▶ _Problem requirements_
Take the line that contains "domna: I changed" and all lines after it, up to and including the last line of the data, and write them out exactly; nothing else belongs in the answer.

[Saved data entries]
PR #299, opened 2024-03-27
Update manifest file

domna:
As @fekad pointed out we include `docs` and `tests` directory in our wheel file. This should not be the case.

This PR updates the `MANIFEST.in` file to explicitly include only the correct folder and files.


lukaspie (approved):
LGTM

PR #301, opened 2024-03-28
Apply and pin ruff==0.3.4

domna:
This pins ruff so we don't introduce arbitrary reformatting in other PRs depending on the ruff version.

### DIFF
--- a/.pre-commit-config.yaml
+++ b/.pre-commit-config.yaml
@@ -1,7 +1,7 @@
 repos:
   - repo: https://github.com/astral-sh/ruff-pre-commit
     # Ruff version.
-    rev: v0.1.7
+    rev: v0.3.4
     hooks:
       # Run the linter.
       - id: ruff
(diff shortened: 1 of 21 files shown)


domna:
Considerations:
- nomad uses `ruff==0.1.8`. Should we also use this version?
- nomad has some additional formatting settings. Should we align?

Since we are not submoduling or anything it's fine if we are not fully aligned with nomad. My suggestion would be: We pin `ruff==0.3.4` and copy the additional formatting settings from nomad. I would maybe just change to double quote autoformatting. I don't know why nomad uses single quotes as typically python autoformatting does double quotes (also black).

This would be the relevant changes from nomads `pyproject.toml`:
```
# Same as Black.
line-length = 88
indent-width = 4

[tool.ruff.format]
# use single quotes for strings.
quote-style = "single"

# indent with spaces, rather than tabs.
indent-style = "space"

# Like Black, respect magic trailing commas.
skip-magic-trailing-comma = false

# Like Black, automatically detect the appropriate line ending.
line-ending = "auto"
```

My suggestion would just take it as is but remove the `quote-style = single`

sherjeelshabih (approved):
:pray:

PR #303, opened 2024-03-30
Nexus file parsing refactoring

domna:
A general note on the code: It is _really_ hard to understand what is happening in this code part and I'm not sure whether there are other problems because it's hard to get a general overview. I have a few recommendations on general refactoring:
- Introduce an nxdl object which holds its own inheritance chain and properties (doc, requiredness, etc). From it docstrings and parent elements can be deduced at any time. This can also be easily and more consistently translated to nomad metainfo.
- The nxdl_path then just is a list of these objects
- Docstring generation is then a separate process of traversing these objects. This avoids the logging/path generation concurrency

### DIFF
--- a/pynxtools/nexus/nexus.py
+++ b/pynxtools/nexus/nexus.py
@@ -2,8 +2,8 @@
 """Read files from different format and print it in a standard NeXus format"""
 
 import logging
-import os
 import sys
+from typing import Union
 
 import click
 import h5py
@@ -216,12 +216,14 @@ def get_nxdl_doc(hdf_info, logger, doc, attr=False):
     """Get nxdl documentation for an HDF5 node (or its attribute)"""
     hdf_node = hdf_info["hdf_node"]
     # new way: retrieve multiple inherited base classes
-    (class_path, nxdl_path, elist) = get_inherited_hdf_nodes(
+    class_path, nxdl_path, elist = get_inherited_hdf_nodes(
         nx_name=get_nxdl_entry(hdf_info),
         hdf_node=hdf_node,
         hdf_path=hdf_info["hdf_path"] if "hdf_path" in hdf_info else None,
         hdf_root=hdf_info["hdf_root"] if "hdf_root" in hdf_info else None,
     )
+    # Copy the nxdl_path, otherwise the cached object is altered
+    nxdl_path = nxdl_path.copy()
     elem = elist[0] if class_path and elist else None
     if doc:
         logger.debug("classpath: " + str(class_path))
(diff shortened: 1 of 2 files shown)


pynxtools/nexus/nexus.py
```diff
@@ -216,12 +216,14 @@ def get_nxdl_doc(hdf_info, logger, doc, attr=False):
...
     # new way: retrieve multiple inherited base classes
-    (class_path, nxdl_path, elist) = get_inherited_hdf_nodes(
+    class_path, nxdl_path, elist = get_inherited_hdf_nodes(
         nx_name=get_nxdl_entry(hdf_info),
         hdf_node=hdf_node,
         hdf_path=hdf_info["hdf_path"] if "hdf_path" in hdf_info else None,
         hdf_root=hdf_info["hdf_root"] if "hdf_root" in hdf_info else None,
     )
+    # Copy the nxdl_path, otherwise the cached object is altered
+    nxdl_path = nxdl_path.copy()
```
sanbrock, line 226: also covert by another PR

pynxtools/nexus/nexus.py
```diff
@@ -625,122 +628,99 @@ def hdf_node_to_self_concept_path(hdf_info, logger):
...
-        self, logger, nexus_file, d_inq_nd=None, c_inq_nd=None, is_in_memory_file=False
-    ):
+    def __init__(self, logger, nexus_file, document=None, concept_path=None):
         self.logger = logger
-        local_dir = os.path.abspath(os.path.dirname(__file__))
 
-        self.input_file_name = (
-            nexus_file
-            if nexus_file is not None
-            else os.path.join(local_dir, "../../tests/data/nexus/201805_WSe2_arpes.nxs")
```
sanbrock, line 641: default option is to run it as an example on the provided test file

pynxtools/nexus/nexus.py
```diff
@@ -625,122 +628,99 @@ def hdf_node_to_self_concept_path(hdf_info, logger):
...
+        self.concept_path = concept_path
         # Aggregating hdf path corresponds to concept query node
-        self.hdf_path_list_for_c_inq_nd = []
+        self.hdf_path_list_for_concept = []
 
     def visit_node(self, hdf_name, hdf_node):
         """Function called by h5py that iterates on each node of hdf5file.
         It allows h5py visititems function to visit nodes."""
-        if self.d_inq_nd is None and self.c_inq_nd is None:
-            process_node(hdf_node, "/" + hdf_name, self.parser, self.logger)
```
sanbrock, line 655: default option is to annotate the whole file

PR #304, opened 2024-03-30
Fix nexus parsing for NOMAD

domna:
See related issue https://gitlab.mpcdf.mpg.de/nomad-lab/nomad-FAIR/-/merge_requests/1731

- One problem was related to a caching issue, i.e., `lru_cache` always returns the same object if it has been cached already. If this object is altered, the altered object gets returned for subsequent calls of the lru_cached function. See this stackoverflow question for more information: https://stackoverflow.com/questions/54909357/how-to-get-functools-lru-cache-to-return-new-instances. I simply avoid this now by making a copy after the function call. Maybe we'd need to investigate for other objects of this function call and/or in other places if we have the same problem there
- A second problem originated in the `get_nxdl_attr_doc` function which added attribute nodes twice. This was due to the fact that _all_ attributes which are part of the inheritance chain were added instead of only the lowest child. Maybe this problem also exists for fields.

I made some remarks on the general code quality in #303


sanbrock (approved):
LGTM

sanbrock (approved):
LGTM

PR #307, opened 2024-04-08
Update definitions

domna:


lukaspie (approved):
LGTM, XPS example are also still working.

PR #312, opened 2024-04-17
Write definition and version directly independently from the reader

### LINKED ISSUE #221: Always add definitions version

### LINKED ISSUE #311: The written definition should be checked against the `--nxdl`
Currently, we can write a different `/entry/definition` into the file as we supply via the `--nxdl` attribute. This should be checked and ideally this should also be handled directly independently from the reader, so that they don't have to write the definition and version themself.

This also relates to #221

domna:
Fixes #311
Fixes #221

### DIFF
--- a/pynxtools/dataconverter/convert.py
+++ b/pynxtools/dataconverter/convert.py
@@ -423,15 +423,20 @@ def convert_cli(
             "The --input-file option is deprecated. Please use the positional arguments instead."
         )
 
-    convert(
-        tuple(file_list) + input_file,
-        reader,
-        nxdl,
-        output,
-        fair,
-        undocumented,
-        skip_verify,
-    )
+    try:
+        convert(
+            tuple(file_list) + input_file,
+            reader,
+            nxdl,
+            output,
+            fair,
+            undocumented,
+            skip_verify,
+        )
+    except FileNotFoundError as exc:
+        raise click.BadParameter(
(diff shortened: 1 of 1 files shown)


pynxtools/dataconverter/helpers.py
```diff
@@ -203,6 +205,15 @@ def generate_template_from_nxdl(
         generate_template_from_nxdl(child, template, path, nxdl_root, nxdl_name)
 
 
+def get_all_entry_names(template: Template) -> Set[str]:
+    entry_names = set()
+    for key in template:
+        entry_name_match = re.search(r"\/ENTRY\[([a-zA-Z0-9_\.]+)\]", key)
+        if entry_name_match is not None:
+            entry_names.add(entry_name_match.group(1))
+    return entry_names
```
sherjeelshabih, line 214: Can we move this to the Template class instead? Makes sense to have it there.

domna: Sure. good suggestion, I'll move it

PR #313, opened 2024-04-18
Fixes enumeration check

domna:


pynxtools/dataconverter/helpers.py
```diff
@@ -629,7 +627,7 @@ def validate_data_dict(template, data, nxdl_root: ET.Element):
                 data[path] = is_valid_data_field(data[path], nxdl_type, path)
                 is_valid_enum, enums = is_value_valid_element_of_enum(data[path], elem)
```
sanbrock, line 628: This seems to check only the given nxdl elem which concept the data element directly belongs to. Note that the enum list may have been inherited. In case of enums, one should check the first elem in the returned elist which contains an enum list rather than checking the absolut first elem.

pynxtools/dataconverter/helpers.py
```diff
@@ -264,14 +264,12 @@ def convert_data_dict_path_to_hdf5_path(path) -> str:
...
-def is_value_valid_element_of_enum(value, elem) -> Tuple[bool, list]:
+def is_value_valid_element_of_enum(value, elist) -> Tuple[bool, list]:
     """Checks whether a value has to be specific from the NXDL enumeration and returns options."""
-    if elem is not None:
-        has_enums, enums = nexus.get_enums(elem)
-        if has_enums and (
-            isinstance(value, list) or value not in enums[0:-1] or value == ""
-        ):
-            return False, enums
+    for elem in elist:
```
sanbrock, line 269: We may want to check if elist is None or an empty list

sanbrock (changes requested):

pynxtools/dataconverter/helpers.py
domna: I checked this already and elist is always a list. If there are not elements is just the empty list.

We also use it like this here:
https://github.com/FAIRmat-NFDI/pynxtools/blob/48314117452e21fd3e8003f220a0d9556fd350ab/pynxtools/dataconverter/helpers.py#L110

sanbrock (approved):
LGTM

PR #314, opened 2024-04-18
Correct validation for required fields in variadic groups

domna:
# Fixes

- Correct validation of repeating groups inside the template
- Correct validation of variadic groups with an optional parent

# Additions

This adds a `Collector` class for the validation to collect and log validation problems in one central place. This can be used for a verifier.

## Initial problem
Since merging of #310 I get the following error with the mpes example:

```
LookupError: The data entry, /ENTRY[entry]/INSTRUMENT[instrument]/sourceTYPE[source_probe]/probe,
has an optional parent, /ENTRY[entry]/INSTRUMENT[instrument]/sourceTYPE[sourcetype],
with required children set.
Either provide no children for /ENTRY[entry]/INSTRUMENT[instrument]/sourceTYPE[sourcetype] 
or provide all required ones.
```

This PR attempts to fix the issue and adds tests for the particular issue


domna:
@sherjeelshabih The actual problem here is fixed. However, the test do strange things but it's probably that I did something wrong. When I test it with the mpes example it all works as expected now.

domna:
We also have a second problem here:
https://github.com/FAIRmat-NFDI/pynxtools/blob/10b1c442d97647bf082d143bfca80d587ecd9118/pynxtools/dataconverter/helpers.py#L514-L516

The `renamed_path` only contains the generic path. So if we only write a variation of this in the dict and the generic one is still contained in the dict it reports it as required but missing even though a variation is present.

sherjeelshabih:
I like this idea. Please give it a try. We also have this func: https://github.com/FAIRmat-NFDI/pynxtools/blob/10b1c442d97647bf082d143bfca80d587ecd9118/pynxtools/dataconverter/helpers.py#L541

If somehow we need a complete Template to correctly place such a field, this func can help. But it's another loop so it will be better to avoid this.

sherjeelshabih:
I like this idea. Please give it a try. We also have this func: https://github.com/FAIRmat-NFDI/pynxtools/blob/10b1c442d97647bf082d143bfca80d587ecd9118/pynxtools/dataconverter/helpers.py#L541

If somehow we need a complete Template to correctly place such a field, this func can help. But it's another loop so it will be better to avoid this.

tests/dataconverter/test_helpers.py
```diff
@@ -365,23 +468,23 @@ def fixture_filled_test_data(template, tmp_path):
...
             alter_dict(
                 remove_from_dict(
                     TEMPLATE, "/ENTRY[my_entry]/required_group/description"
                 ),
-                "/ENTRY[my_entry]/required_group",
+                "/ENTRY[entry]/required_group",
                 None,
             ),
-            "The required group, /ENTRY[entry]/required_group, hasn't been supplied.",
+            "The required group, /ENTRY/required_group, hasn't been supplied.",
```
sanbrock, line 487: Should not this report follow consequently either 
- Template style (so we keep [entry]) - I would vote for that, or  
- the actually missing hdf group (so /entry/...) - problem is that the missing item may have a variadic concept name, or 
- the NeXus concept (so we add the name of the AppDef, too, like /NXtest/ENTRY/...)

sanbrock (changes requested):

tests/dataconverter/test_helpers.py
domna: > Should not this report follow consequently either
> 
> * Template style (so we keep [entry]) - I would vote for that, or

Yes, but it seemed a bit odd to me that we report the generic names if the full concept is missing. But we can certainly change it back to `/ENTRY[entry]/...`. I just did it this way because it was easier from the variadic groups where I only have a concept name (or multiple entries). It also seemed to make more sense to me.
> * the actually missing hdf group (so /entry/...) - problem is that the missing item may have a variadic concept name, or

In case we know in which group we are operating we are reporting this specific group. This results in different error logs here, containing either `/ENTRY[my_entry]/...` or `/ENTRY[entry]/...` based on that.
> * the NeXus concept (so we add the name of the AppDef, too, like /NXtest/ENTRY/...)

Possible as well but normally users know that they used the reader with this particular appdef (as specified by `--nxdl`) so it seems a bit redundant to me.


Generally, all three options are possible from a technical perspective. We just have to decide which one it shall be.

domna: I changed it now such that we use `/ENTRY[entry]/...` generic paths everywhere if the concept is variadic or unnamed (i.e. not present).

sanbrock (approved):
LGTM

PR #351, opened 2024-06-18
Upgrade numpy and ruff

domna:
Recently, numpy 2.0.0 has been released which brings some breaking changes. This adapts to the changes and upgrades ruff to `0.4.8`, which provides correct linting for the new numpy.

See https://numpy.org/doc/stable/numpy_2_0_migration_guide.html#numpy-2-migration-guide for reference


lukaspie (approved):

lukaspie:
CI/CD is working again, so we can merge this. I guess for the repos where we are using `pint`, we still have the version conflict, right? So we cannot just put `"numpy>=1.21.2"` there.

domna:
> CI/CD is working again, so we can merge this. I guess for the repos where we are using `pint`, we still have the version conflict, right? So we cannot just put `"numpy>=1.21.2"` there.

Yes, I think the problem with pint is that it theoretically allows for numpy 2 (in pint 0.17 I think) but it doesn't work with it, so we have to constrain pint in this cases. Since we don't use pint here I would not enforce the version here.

▶ _Exercise answer_
domna: I changed it now such that we use `/ENTRY[entry]/...` generic paths everywhere if the concept is variadic or unnamed (i.e. not present).

sanbrock (approved):
LGTM

PR #351, opened 2024-06-18
Upgrade numpy and ruff

domna:
Recently, numpy 2.0.0 has been released which brings some breaking changes. This adapts to the changes and upgrades ruff to `0.4.8`, which provides correct linting for the new numpy.

See https://numpy.org/doc/stable/numpy_2_0_migration_guide.html#numpy-2-migration-guide for reference


lukaspie (approved):

lukaspie:
CI/CD is working again, so we can merge this. I guess for the repos where we are using `pint`, we still have the version conflict, right? So we cannot just put `"numpy>=1.21.2"` there.

domna:
> CI/CD is working again, so we can merge this. I guess for the repos where we are using `pint`, we still have the version conflict, right? So we cannot just put `"numpy>=1.21.2"` there.

Yes, I think the problem with pint is that it theoretically allows for numpy 2 (in pint 0.17 I think) but it doesn't work with it, so we have to constrain pint in this cases. Since we don't use pint here I would not enforce the version here.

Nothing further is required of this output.